Let’s say the total [Repressor] := [RT] in the cell is 100 molecules, for a concentration of 100 nM (see calculations below), and there is one operator, for a concentration of 1 nM. Because [RT] » [OT], we can define [R] := [Rfree] and then assume [RT] = [R] or in other words, all Repressor is free. If we assume the KD of Repressor for the operator is 1e-10 M, we get that only 1e-3 of the time is the operator unbound by Repressor. But if we then also assume that the KD of Repressor for non-specific DNA binding is 1e-4 M and that there is a 1e-7 molarity of potential non-specific sites, then we find that 99% of Repressor is not free, but rather is bound to non-specific sites. Overcoming this problem would require either (1) increasing the expression of Repressor by 100-fold, but this solution is bad because it makes it hard to shut off the switch, or (2) increasing the ratio of Repressor’s sequence-specific KD to its non-specific KD by 100-fold. How can we achieve this latter goal? Because there is a logarithmic relationship between ΔG and Keq, doubling the ΔG of the binding will change the KD for specific binding from 1e-10 to 1e-20, and the non-specific one from 1e-4 to 1e-8, giving us a 1e12 ratio. Based on thermodynamics alone, this seems great, but actually it is a kinetic trap. Because there are many more non-specific sites, Repressor is likely to meet them first, and when it does, it will bind with its newfound 1e-8 M affinity. Therefore it will take a very long time for Repressor to bind the operator instead - if it sampled even 10% of all possible non-specific sites before finding its specific site, at 1 per second, it would take 25 hours to find its specific site. So it would be hard to turn the switch on. Moreover, because the specific site has affinity 1e-20 M, even after you turn off Repressor expression, it will take eons for the existing Repressor to un-bind the specific site, so it’s also hard to turn the switch off.
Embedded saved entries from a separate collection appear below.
PR #25298, opened 2020-06-22
DefaultSubscriptionRegistry: Reduced thread contention

### LINKED ISSUE #24395: Thread BLOCKED issues of DestinationCache in DefaultSubscriptionRegistry
We are using the spring-messaging to implement a STOMP server (using SimpleBrokerMessageHandler).
The Client will subscribe on 5 channel and everything is ok when there are only a few users.
However, when the online user is above ~ 700, the websocket channel is "out of response".

After analysis, I found many other thread has been "BLOCKED" by DestinationCache, as follows:

```bash
"pk-ws-worker-100-thread-78" #560 prio=5 os_prio=0 tid=0x00007ff19c182000 nid=0x1252 waiting for monitor entry [0x00007ff0a8d9f000]
   java.lang.Thread.State: BLOCKED (on object monitor)
        at org.springframework.messaging.simp.broker.DefaultSubscriptionRegistry$DestinationCache.getSubscriptions(DefaultSubscriptionRegistry.java:269)
        - waiting to lock <0x00000004c007ec20> (a org.springframework.messaging.simp.broker.DefaultSubscriptionRegistry$DestinationCache$1)
```

And part of the code are as follows:

```java
public LinkedMultiValueMap<String, String> getSubscriptions(String destination, Message<?> message) {
  LinkedMultiValueMap<String, String> result = this.accessCache.get(destination);
  if (result == null) {
    synchronized (this.updateCache) {
      result = new LinkedMultiValueMap<>();
      for (SessionSubscriptionInfo info : subscriptionRegistry.getAllSubscriptions()) {
        for (String destinationPattern : info.getDestinations()) {
          if (getPathMatcher().match(destinationPattern, destination)) {
            for (Subscription sub : info.getSubscriptions(destinationPattern)) {
              result.add(info.sessionId, sub.getId());
            }
          }
        }
      }
      if (!result.isEmpty()) {
        this.updateCache.put(destination, result.deepCopy());
        this.accessCache.put(destination, result);
      }
    }
  }
  return result;
}
```
As you can see, the code inside synchronized will traverse all subscription, which will cost too much time and block other Thread.

Also, the accessCache / updateCache is not works if the client has not success make the subscription, which will make the situation worse.

We try to increase the cache limit and it does't work for our case.

To solve the problem, we remove the DestinationCache and
reimplement an Map -> <sessionId -> subsId> inside SessionSubscriptionRegistry.
(in our own codebase of course)

After theses change, the server can handle more than 5K online users with no problem.

Meanwhile, I noticed that DefaultSubscriptionRegistry and DestinationCache has been there for many years.

So, I just wonder is it ok to make a pr?
Or the existing DestinationCache is good for some other reason?

trim09:
* DestinationCache is now synchronized on multiple 'destination' locks
  (previously a single shared lock)
* DestinationCache keeps destinations without any subscriptions
 (previously such destinations were recomputed over and over)
* SessionSubscriptionRegistry is now a
  'sessionId -> subscriptionId -> (destination,selector)' map
  for faster lookups
  (previously 'sessionId ->  destination -> set of (subscriptionId,selector)')

closes gh-24395

### DIFF
--- a/spring-messaging/src/jmh/java/org/springframework/messaging/simp/broker/DefaultSubscriptionRegistryBenchmark.java
+++ b/spring-messaging/src/jmh/java/org/springframework/messaging/simp/broker/DefaultSubscriptionRegistryBenchmark.java
@@ -1,0 +1,192 @@
+/*
+ * Copyright 2002-2020 the original author or authors.
+ *
+ * Licensed under the Apache License, Version 2.0 (the "License");
+ * you may not use this file except in compliance with the License.
+ * You may obtain a copy of the License at
+ *
+ *      https://www.apache.org/licenses/LICENSE-2.0
+ *
+ * Unless required by applicable law or agreed to in writing, software
+ * distributed under the License is distributed on an "AS IS" BASIS,
+ * WITHOUT WARRANTIES OR CONDITIONS OF ANY KIND, either express or implied.
+ * See the License for the specific language governing permissions and
+ * limitations under the License.
+ */
+
+package org.springframework.messaging.simp.broker;
+
+import java.util.concurrent.atomic.AtomicInteger;
+import java.util.stream.IntStream;
+
+import org.openjdk.jmh.annotations.Benchmark;
+import org.openjdk.jmh.annotations.BenchmarkMode;
+import org.openjdk.jmh.annotations.Level;
+import org.openjdk.jmh.annotations.Mode;
+import org.openjdk.jmh.annotations.Param;
+import org.openjdk.jmh.annotations.Scope;
+import org.openjdk.jmh.annotations.Setup;
+import org.openjdk.jmh.annotations.State;
+import org.openjdk.jmh.infra.Blackhole;
+
+import org.springframework.messaging.Message;
+import org.springframework.messaging.simp.SimpMessageHeaderAccessor;
+import org.springframework.messaging.simp.SimpMessageType;
+import org.springframework.messaging.support.MessageBuilder;
+import org.springframework.util.MultiValueMap;
+
+@BenchmarkMode(Mode.Throughput)
+public class DefaultSubscriptionRegistryBenchmark {
+
+	@State(Scope.Benchmark)
+	public static class ServerState {
+		@Param("1000")
+		public int sessions;
+
+		@Param("10")
+		public int destinations;
+
+		@Param({"0", "1024"})
+		int cacheSizeLimit;
+
+		@Param({"none", "patternSubscriptions", "selectorHeaders"})
+		String specialization;
+
+		public DefaultSubscriptionRegistry registry;
+
+		public String[] destinationIds;
+
+		public String[] sessionIds;
+
+		public AtomicInteger uniqueIdGenerator;
+
+		public Message<?> findMessage;
+
+		@Setup(Level.Trial)
+		public void doSetup() {
+			this.findMessage = MessageBuilder.createMessage("",  SimpMessageHeaderAccessor.create().getMessageHeaders());
+			this.uniqueIdGenerator = new AtomicInteger();
+
+			this.registry = new DefaultSubscriptionRegistry();
+			this.registry.setCacheLimit(this.cacheSizeLimit);
+			this.registry.setSelectorHeaderName("selectorHeaders".equals(this.specialization) ? "someSelector" : null);
+
+			this.destinationIds = IntStream.range(0, this.destinations)
+					.mapToObj(i -> "/some/destination/" + i)
+					.toArray(String[]::new);
+
+			this.sessionIds = IntStream.range(0, this.sessions)
+					.mapToObj(i -> "sessionId_" + i)
+					.toArray(String[]::new);
+
+			for (String sessionId : this.sessionIds) {
+				for (String destinationId : this.destinationIds) {
+					registerSubscriptions(sessionId, destinationId);
+				}
+			}
+		}
+
+		public void registerSubscriptions(String sessionId, String destination) {
+			if ("patternSubscriptions".equals(this.specialization)) {
+				destination = "/**/" + destination;
+			}
+			String subscriptionId = "subscription_" + this.uniqueIdGenerator.incrementAndGet();
+			this.registry.registerSubscription(subscribeMessage(sessionId, subscriptionId, destination));
+		}
+	}
+
+	@State(Scope.Thread)
+	public static class Requests {
+		@Param({"none", "sameDestination", "sameSession"})
+		String contention;
+
+		public String session;
+
+		public Message<?> subscribe;
+
+		public String findDestination;
+
+		public Message<?> unsubscribe;
+
+		@Setup(Level.Trial)
+		public void doSetup(ServerState serverState) {
+			int uniqueNumber = serverState.uniqueIdGenerator.incrementAndGet();
+
+			if ("sameDestination".equals(this.contention)) {
+				this.findDestination = serverState.destinationIds[0];
+			}
+			else {
+				this.findDestination = serverState.destinationIds[uniqueNumber % serverState.destinationIds.length];
+			}
+
+			if ("sameSession".equals(this.contention)) {
+				this.session = serverState.sessionIds[0];
+			}
+			else {
+				this.session = serverState.sessionIds[uniqueNumber % serverState.sessionIds.length];
+			}
+
+			String subscription = String.valueOf(uniqueNumber);
+			String subscribeDestination = "patternSubscriptions".equals(serverState.specialization) ?
+					"/**/" + this.findDestination : this.findDestination;
+			this.subscribe = subscribeMessage(this.session, subscription, subscribeDestination);
+
+			this.unsubscribe = unsubscribeMessage(this.session, subscription);
+		}
+	}
+
+	@State(Scope.Thread)
+	public static class FindRequest {
+		@Param({"none", "noSubscribers", "sameDestination"})
+		String contention;
+
+		public String destination;
+
+		@Setup(Level.Trial)
+		public void doSetup(ServerState serverState) {
+			switch (this.contention) {
+				case "noSubscribers":
+					this.destination = "someDestination_withNoSubscribers_" + serverState.uniqueIdGenerator.incrementAndGet();
+					break;
+				case "sameDestination":
+					this.destination = serverState.destinationIds[0];
+					break;
+				case "none":
+					int uniqueNumber = serverState.uniqueIdGenerator.getAndIncrement();
+					this.destination = serverState.destinationIds[uniqueNumber % serverState.destinationIds.length];
+					break;
+				default:
+					throw new IllegalStateException();
+			}
+		}
+	}
+
+	@Benchmark
+	public void registerUnregister(ServerState serverState, Requests request, Blackhole blackhole) {
+		serverState.registry.registerSubscription(request.subscribe);
+		blackhole.consume(serverState.registry.findSubscriptionsInternal(request.findDestination, serverState.findMessage));
+		serverState.registry.unregisterSubscription(request.unsubscribe);
+		blackhole.consume(serverState.registry.findSubscriptionsInternal(request.findDestination, serverState.findMessage));
+	}
+
+	@Benchmark
+	public MultiValueMap<String, String> find(ServerState serverState, FindRequest request) {
+		return serverState.registry.findSubscriptionsInternal(request.destination, serverState.findMessage);
+	}
+
+	public static Message<?> subscribeMessage(String sessionId, String subscriptionId, String dest) {
+		SimpMessageHeaderAccessor accessor = SimpMessageHeaderAccessor.create(SimpMessageType.SUBSCRIBE);
+		accessor.setSessionId(sessionId);
+		accessor.setSubscriptionId(subscriptionId);
+		accessor.setDestination(dest);
+		accessor.setNativeHeader("someSelector", "true");
+		return MessageBuilder.createMessage("", accessor.getMessageHeaders());
+	}
+
+	public static Message<?> unsubscribeMessage(String sessionId, String subscriptionId) {
+		SimpMessageHeaderAccessor accessor = SimpMessageHeaderAccessor.create(SimpMessageType.UNSUBSCRIBE);
+		accessor.setSessionId(sessionId);
+		accessor.setSubscriptionId(subscriptionId);
+		return MessageBuilder.createMessage("", accessor.getMessageHeaders());
+	}
+}
--- a/spring-messaging/src/main/java/org/springframework/messaging/simp/broker/DefaultSubscriptionRegistry.java
+++ b/spring-messaging/src/main/java/org/springframework/messaging/simp/broker/DefaultSubscriptionRegistry.java
@@ -16,15 +16,17 @@
 
 package org.springframework.messaging.simp.broker;
 
+import java.util.ArrayList;
 import java.util.Collection;
-import java.util.HashSet;
-import java.util.LinkedHashMap;
+import java.util.Collections;
 import java.util.List;
 import java.util.Map;
-import java.util.Set;
+import java.util.Queue;
 import java.util.concurrent.ConcurrentHashMap;
+import java.util.concurrent.ConcurrentLinkedQueue;
 import java.util.concurrent.ConcurrentMap;
-import java.util.concurrent.CopyOnWriteArraySet;
+import java.util.concurrent.atomic.AtomicInteger;
+import java.util.function.BiConsumer;
 
 import org.springframework.expression.EvaluationContext;
 import org.springframework.expression.Expression;
@@ -34,6 +36,7 @@ import org.springframework.expression.TypedValue;
 import org.springframework.expression.spel.SpelEvaluationException;
 import org.springframework.expression.spel.standard.SpelExpressionParser;
 import org.springframework.expression.spel.support.SimpleEvaluationContext;
+import org.springframework.lang.NonNull;
 import org.springframework.lang.Nullable;
 import org.springframework.messaging.Message;
 import org.springframework.messaging.MessageHeaders;
@@ -72,7 +75,7 @@ public class DefaultSubscriptionRegistry extends AbstractSubscriptionRegistry {
 
 	private PathMatcher pathMatcher = new AntPathMatcher();
 
-	private volatile int cacheLimit = DEFAULT_CACHE_LIMIT;
+	private int cacheLimit = DEFAULT_CACHE_LIMIT;
 
 	@Nullable
 	private String selectorHeaderName = "selector";
@@ -106,6 +109,7 @@ public class DefaultSubscriptionRegistry extends AbstractSubscriptionRegistry {
 	 */
 	public void setCacheLimit(int cacheLimit) {
 		this.cacheLimit = cacheLimit;
+		this.destinationCache.ensureCacheLimit();
 	}
 
 	/**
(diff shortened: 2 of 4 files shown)


spring-messaging/src/jmh/java/org/springframework/messaging/simp/broker/DefaultSubscriptionRegistryBenchmark.java
```diff
@@ -0,0 +1,206 @@
...
+import org.springframework.messaging.simp.SimpMessageHeaderAccessor;
+import org.springframework.messaging.simp.SimpMessageType;
+import org.springframework.messaging.support.MessageBuilder;
+import org.springframework.util.MultiValueMap;
+
+@BenchmarkMode(Mode.Throughput)
+@Fork(value = 1, warmups = 1)
+@Threads(4)
+@Measurement(iterations = 3, time = 2)
+@Warmup(time = 1, iterations = 3)
```
bclozel, line 46: Could you remove other annotations (besides `@BenchmarkMode`) from the class? We're trying to keep those options at the CLI level only.

spring-messaging/src/jmh/java/org/springframework/messaging/simp/broker/DefaultSubscriptionRegistryBenchmark.java
```diff
@@ -0,0 +1,206 @@
...
+
+		@Setup(Level.Trial)
+		public void doSetup(ServerState serverState) {
+			this.destination = serverState.destinations[this.counter.getAndIncrement() % serverState.destinations.length];
+			this.message = null;
+		}
+	}
+
+	@Benchmark
+	public void registerSubscription(ServerState serverState, Requests request) {
```
bclozel, line 169: Benchmark methods should either return a value or use `Blackhole` to consume values produced by the benchmark method. Without that, we're at risk that the JVM performs dead code elimination. See https://github.com/spring-projects/spring-framework/wiki/Micro-Benchmarks for more information.

The register/unregister subscriptions return `void`, but using `Blackhole` on `findSubscriptionsInternal` should do the trick.

spring-messaging/src/jmh/java/org/springframework/messaging/simp/broker/DefaultSubscriptionRegistryBenchmark.java
```diff
@@ -0,0 +1,206 @@
...
+		serverState.registry.registerSubscription(request.subscribe);
+		serverState.registry.findSubscriptionsInternal(request.findDestination, null);
+		serverState.registry.unregisterSubscription(request.unsubscribe);
+	}
+
+	@Benchmark
+	public void unregisterSession(ServerState serverState, UnregisterAllSubscriptionRequest request) {
```
bclozel, line 176: without a way to consume the result of the operation (maybe consuming the list of subscriptions after unregistering?), maybe removing the benchmark is the best course of action...

spring-messaging/src/main/java/org/springframework/messaging/simp/broker/DefaultSubscriptionRegistry.java
```diff
@@ -208,304 +216,245 @@ public void unregisterAllSubscriptions(String sessionId) {
...
-					if (logger.isDebugEnabled()) {
-						logger.debug("Failed to evaluate selector: " + ex.getMessage());
-					}
-				}
-				catch (Throwable ex) {
-					logger.debug("Failed to evaluate selector", ex);
-				}
+			SessionSubscriptionInfo subscriptions = this.subscriptionRegistry.getSubscriptions(sessionId);
+			if (subscriptions != null) {
+				subIds.stream()
```
bclozel, line 221: We've found in the past (especially on JDK8) that using java.util.Steam on hot code paths hinders performance. Could you change this block accordingly?

bclozel (changes requested):
Thanks for this PR!
I really like the fact that you added benchmarks to discuss the performance improvements, thank you!

rstoyanchev (commented):
I've had a detailed first look and scheduled it for 5.3 M2. The only comment I have at this time is to skip the use of `Stream` to reduce Object allocation along with the comments about the benchmark from @bclozel.

Let me know if you plan to update those, or if not we can also take it from here.

Thanks for all this!

spring-messaging/src/jmh/java/org/springframework/messaging/simp/broker/DefaultSubscriptionRegistryBenchmark.java
```diff
@@ -0,0 +1,206 @@
...
+
+		public String[] sessionIds;
+
+		@Setup(Level.Trial)
+		public void doSetup() {
+			this.registry = new DefaultSubscriptionRegistry();
+
+			this.destinations = IntStream.range(0, this.numberOfDestinations)
+					.mapToObj(i -> "/some/destination/" + i)
+					.toArray(String[]::new);
```
rstoyanchev, line 72: There probably should be some pattern destinations.

7erg:
Hey! It's very good implementation (especially its performance), but I have run into a deadlock:)
```
private final class DestinationCache {
...
        private final Queue<String> cacheEvictionPolicy = new LinkedList<>();

        public LinkedMultiValueMap<String, String> getSubscriptions(String destination) {
            LinkedMultiValueMap<String, String> subscriptions = this.destinationCache.get(destination);
            if (subscriptions == null) {
                subscriptions = this.destinationCache.computeIfAbsent(destination, dest -> { // catalina-exec-1 locked 0x0000000532af8070
                    LinkedMultiValueMap<String, String> sessionSubscriptions = calculateSubscriptions(destination);
                    synchronized (this.cacheEvictionPolicy) { //catalina-exec-1 waiting for lock 0x0000000506bb19b0
                        this.cacheEvictionPolicy.add(destination);
                    }
                    return sessionSubscriptions;
                });
                ensureCacheLimit();
            }
            return subscriptions;
        }

        private void ensureCacheLimit() {
            synchronized (this.cacheEvictionPolicy) { //catalina-exec-2 locked 0x0000000506bb19b0
                int limit = cacheLimit;
                while (this.cacheEvictionPolicy.size() > limit) {
                    this.destinationCache.remove(this.cacheEvictionPolicy.poll()); // catalina-exec-2 waiting to lock 0x0000000532af8070 in destinationCache.remove(...)
                }
            }
        }
...
}
```

I think it could be fixed removing first `synchronized (this.cacheEvictionPolicy)` and using `private final Queue<String> cacheEvictionPolicy = new ConcurrentLinkedQueue<>();`

spring-messaging/src/jmh/java/org/springframework/messaging/simp/broker/DefaultSubscriptionRegistryBenchmark.java
trim09: 👍 I will remove them

spring-messaging/src/jmh/java/org/springframework/messaging/simp/broker/DefaultSubscriptionRegistryBenchmark.java
trim09: thanks for this finding, I will add the blackhole

spring-messaging/src/main/java/org/springframework/messaging/simp/broker/DefaultSubscriptionRegistry.java
trim09: I have never spot any observable performance degradation on JDK8 related to streams, but I will follow your advice and remove all streams for now.
I almost forgot that someone on the world is still riding that dead horse 😄

trim09:
> Hey! It's very good implementation (especially its performance), but I have run into a deadlock:)
ah, my apologize. I've found the same this morning.
ConcurrentLinkedQueue is a great lock-free implementation, but have a look on it's size() method implementation. It traverse whole linked list to count the size :-/
LinkedBlockingQueue has two locks - one for add operation and one for take and fast size() operation. I think this can fix it.

spring-messaging/src/jmh/java/org/springframework/messaging/simp/broker/DefaultSubscriptionRegistryBenchmark.java
trim09: I will add a benchmark for pattern destinations. Actually, there two places where I can put a pattern.
1) new subscription can be a pattern destination
2) other already registered subscriptions can be a pattern
I will add a flag at both places.

spring-messaging/src/jmh/java/org/springframework/messaging/simp/broker/DefaultSubscriptionRegistryBenchmark.java
trim09: Your are right, the JVM eliminated that code and when I add a findSubscriptionsInternal() the "performance" dropped. Not it looks like it is measuring something meaningful. Good finding, thank you.

trim09:
Thank you all for the review. I have fixed all findings mentioned above. Please have a look.

spring-messaging/src/main/java/org/springframework/messaging/simp/broker/DefaultSubscriptionRegistry.java
```diff
@@ -208,304 +214,250 @@ public void unregisterAllSubscriptions(String sessionId) {
...
-								for (Subscription sub : info.getSubscriptions(destinationPattern)) {
-									result.add(info.sessionId, sub.getId());
-								}
-							}
-						}
-					}
-					if (!result.isEmpty()) {
-						this.updateCache.put(destination, result.deepCopy());
-						this.accessCache.put(destination, result);
+		private final Queue<String> cacheEvictionPolicy = new LinkedBlockingQueue<>();
```
trim09, line 259: I did some perf testing of "LinkedBlockingQueue vs ConcurrentLinkedQueue" and I have no clear winner.
I think ConcurrentLinkedQueue.size() would cause lots of CPU cache miss while traversing through the whole linked list. That is something I don't know hot to test on local machine without some bigger test preparation. That is why I left LinkedBlockingQueue there, but I will change it to ConcurrentLinkedQueue if you like it more.

trim09: finally, I used ConcurrentLinkedQueue and AtomicInteger to maintain the size.

bclozel (approved):
I think there's only one remaining task being discussed with Rossen: pattern destinations in the benchmark.

Other than that, it looks good! Thanks very much!

trim09:
I dedicated my Laptop i5-8250U @ 1.6Ghz, ram @ 2.4Ghz to perf tests for two days .Because it took ~6hours to run one set of JMH tests, I would like to share them with you. I ran the following:

1. results-newImpl-4-threads.txt - proposed implementation with @Threads(4) 
2. results-newImpl-single-thread.txt - proposed implementation
3. results-oldfixed-single-thread.tx - old implementation with a cacheLimit(0) fix described below
4. results-oldFixed-4-threads.txt] - old implementation with @Threads(4) and the cacheLimit(0) fix

I had to fix setCacheLimit(0) on the old implementation by swapping these two lines:
`
this.updateCache.put(destination); // check cache limit and remove eldest if over size limit
this.accessCache.put(destination); // add item int the cache
`
They were in a wrong order and could not keep the cache empty which I need for the perf test.

image

[results-oldFixed-4-threads.txt](https://github.com/spring-projects/spring-framework/files/4905344/results-oldFixed-4-threads.txt)
[results-oldfixed-single-thread.txt](https://github.com/spring-projects/spring-framework/files/4905346/results-oldfixed-single-thread.txt)


[results-newImpl-single-thread.txt](https://github.com/spring-projects/spring-framework/files/4905343/results-newImpl-single-thread.txt)
[results-newImpl-4-threads.txt](https://github.com/spring-projects/spring-framework/files/4905342/results-newImpl-4-threads.txt)

spring-messaging/src/main/java/org/springframework/messaging/simp/broker/DefaultSubscriptionRegistry.java
```diff
@@ -142,14 +146,17 @@ public String getSelectorHeaderName() {
...
 		Expression expression = getSelectorExpression(message.getHeaders());
-		this.subscriptionRegistry.addSubscription(sessionId, subsId, destination, expression);
-		this.destinationCache.updateAfterNewSubscription(destination, sessionId, subsId);
+		boolean isAntPattern = this.pathMatcher.isPattern(destination);
+		Subscription subscription = new Subscription(subscriptionId, expression, destination, isAntPattern);
+
+		Subscription previousValue = this.subscriptionRegistry.addSubscription(sessionId, subscriptionId, subscription);
+		if (previousValue == null) {
+			this.destinationCache.updateAfterNewSubscription(destination, isAntPattern, sessionId, subscriptionId);
+		}
```
rstoyanchev, line 159: Subscription id's are supposed to be unique within a session/connection. That means previousValue should always be null. Do you know of a case where it wouldn't be?

rstoyanchev:
One thing that would still be useful for the benchmark is a setup category that has both finding and registering/unrestering. Within that category, patterns vs no patterns, where patterns should probably exceed the cache size, since they allow variation in destinations and a greater number of destinations, e.g. with path variables `"/some/destination/{id}"`.

trim09:
> ....where patterns should probably exceed the cache size, since they allow variation in destinations and a greater number of destinations, e.g. with path variables `"/some/destination/{id}"`.
@rstoyanchev 
I think I see your point, but I am not sure if I fully understand. I think there are no "pattern destinations". There are only "pattern subscriptions". Patterns can be passed in only on a subscription registration (the client registers on e.g. _"/some/destination/*"_ via _addSubscriptionInternal()_).  There is no possibility to use patterns from the server side. The server cannot send to  _"/some/destination/*"_, he needs to pick and choose one of static destinations e.g.  _"/some/destination/id12345"_.

Any (static/pattern) subscription registration updates only destinations that are currently cached. In other words subscription registration does not add any new cache entries and could not trigger a cache overflow. 

The cache overflow can happen then server sends (_findSubscriptionsInternal()_ method) to more destinations than is the cache size limit. This case is already covered by a benchmark, please see a _cacheSizeLimt=0_ column in a table above. 

I am happy to implement more benchmarks. Could you please describe the benchmark setup you proposed in more details so I can get on the same page?

rstoyanchev:
Sorry, I meant to say where destinations (not patterns) exceed the cache size. I was merely pointing out the current setups demonstrate well individual aspects but it would be useful to have a combined setup (both find and subscribe/unsubscribe) as it happens at runtime. My second thought was that when patterns are used, it's easy to imagine the number of destinations exceeding the cache size and that would also be a good match for such a combined setup. Does that make sense?

By the way I'm already reviewing and polishing locally so please don't submit any further changes. I was just thinking out loud but it can be done separately later.

spring-messaging/src/main/java/org/springframework/messaging/simp/broker/DefaultSubscriptionRegistry.java
trim09: I had "better to be safe than sorry" on my mind. Actually, you are right and it complicated the code. I removed it. Thanks for this finding.

trim09:
@rstoyanchev 
Ok, thanks a lot. I will leave it as is for you without further changes to save you from ugly merges.
I left removal of a _this.subscriptionRegistry.addSubscription_  return value in my local repo, please, do It as a part of your polishing.

I am sorry for closing and reopening this issue. I unintentionally deleted (and then resurrected) a remote branch in my github repo and it most likely closed this PR. Please force push your changes if needed.

>combined setup (both find and subscribe/unsubscribe) as it happens at runtime

I really like your idea of a more realistic performance test.  We can do a setup where e.g.:
* server is publishing messages on 10000 different destinations 
* cache size is 1024
* 1000? client sessions
* each session has x% of static destination subscriptions and 100-x% of pattern subscriptions
Honestly, I am not sure if I am able to setup such a test, because I think usages of websocket can differ so much, that I cannot think of all in a test.  

E.g. our case on a single server in production is:
* 2000 sessions
* we use static subscriptions only (no patterns)
* ~300 destinations in total. Some has no subscribers. Some (4 destinations) are subscribed by all sessions.
* in average ~7 subscriptions per session. 4 common and then e.g. 3 other subscriptions.
* 4000 delivered msg/s

I can imagine that someone is not using static destinations, but is using patterns only, or is registered to much more destinations.
But you are right, we can at least try to deliver some kind setup and do a benchmark. Maybe I will get back to it once you are done with polishing/merging. 

>destinations (not patterns) exceed the cache size.

I think, this kind of benchmark is already there in a form of cache size = 0. In such case any _find_ operation does not find an cached entry and perform recalculation, store and evict.

rstoyanchev:
@trim09 your changes are now in master. 

I did a little polishing, completely  functionally neutral. That aside I did a review with @jhoeller and spotted one issue. Since the cacheSize is updated before the queue, it can lead to `cacheSize` > `queue.size()` if competing threads have updated one but not yet the other. Then a thread checking `cacheSize` can `poll` more than is available in the queue getting back `null` and leading to NPE from `ConcurrentHashMap`. Switching the order ensures the queue always has more elements than the size currently indicates but eventually they'll get consistent as threads catch up. So know we also replace `poll` with `remove` since the queue should return an item, or otherwise it is a bug.

There is one more point that I wanted to raise before making any changes. In the previous implementations, removal actually iterated over the cache and looked for a match on the `subscriptionId` to find matching destinations rather than using pattern matching. Is there any reason we can't do that still for subscriptions with a pattern?

> I am sorry for closing and reopening this issue.

No worries.

For the more realistic test, yes we can work on that next and it can have a couple of sub-categories with static destinations like your scenario and also with patterns. Here is [one example](https://github.com/rstoyanchev/spring-websocket-portfolio/blob/774e21dd6a6efae7b81645f20c7ced9123c47816/src/main/webapp/static/js/services.js#L75) with stock quotes by ticker which would then [broadcasts](https://github.com/rstoyanchev/spring-websocket-portfolio/blob/774e21dd6a6efae7b81645f20c7ced9123c47816/src/main/java/org/springframework/samples/portfolio/service/QuoteService.java#L66).

trim09:
> In the previous implementations, removal iterated over the cache looking for a match by `subscriptionId` as a way of finding matching destinations rather than pattern matching destinations. Is there any reason we can't do the same still for subscriptions with a pattern, i.e. [this part](https://github.com/spring-projects/spring-framework/blob/b451379c2f6da834a24d230bc9f1355660da3e7c/spring-messaging/src/main/java/org/springframework/messaging/simp/broker/DefaultSubscriptionRegistry.java#L344-L349)?

No, there was no reason. The older way looks better and is maybe even faster. Please, feel free to change [it](https://github.com/spring-projects/spring-framework/blob/b451379c2f6da834a24d230bc9f1355660da3e7c/spring-messaging/src/main/java/org/springframework/messaging/simp/broker/DefaultSubscriptionRegistry.java#L344-L349) to  something like this:
```
String subscriptionId = subscription.getId();
this.destinationCache.forEach((destination, sessionIdToSubscriptionIds) -> {
	List<String> subscriptionIds = sessionIdToSubscriptionIds.get(sessionId);
	if (subscriptionIds != null && subscriptionIds.contains(subscriptionId)) {
		removeInternal(destination, sessionId, subscriptionId);
	}
});
```

> `cacheSize` is updated before the queue

Great catch! I agree, it was in a wrong order. 👍  

> use `remove` instead of `poll` since the absence of an item would be a bug.

👍 

> I did a little polishing

It looks great! Thanks.

> your changes are now in master. Thanks again for the very detailed contribution!

Cool! I really enjoyed my first contribution here and I am considering a next performance improvement.

trim09:
I closed this review as it has been already merged in master.

rstoyanchev:
I've updated the removal logic so we should be all good here.

> I really enjoyed my first contribution here and I am considering a next performance improvement.

Thanks again, much appreciated!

Instead, the solution nature has found is cooperative binding. By having two adjacent specific sites and an affinity between individual Repressor molecules, you effectively increase the concentration of Repressor at the desired site. The non-specific sites, meanwhile, are unlikely to be near each other by chance, so the energy benefit of cooperative binding is unlikely to be achieved elsewhere.
In fact, it turns out there are actually left and right operators and Repressor can form up to octamers. The higher order multimers that a protein is capable of forming, the higher is its sensitivity to concentration.
Random grab bag of facts
Consider an E. coli cell which is 2 μm in length and 1μm in diameter and roughly cylindrical. Its volume is approximated by hπr^2 = (2e-6 m)π(1e-6 m)^2 = 1.6e-18 m^3 . Recall that 1 mL = 1 cm^3 = (1e-2 m)^3 = 1e-6 m^3, so 1L = 1e-3 m^3 . Therefore the volume of E. coli is 1.6e-18 m^3 × 1e-3 m^3 / L = 1.6e-15 L. A single molecule is 1/(6.022e23) mol = 1.7e-24 mol. Therefore the molarity of a single molecule in an E. coli cell volume is 1.7e-24 mol / 1.6e-15 L = 1.1e-9 mol/L ≈ 1M. Therefore the molarity of a molecle in E. coli is about 1 nM per molecule in the cell. HeLa cells have about a 1000x larger volume, so it takes 1000 molecules to equal 1 nM.
A one-line R expression for all the above math is
In ion affinity chromatography, “anion exchange” refers to when a cation is bound to the column and a negatively charged protein is purified. “Cation exchange” refers to when an anion is bound to the column and a positively charged protein is purified.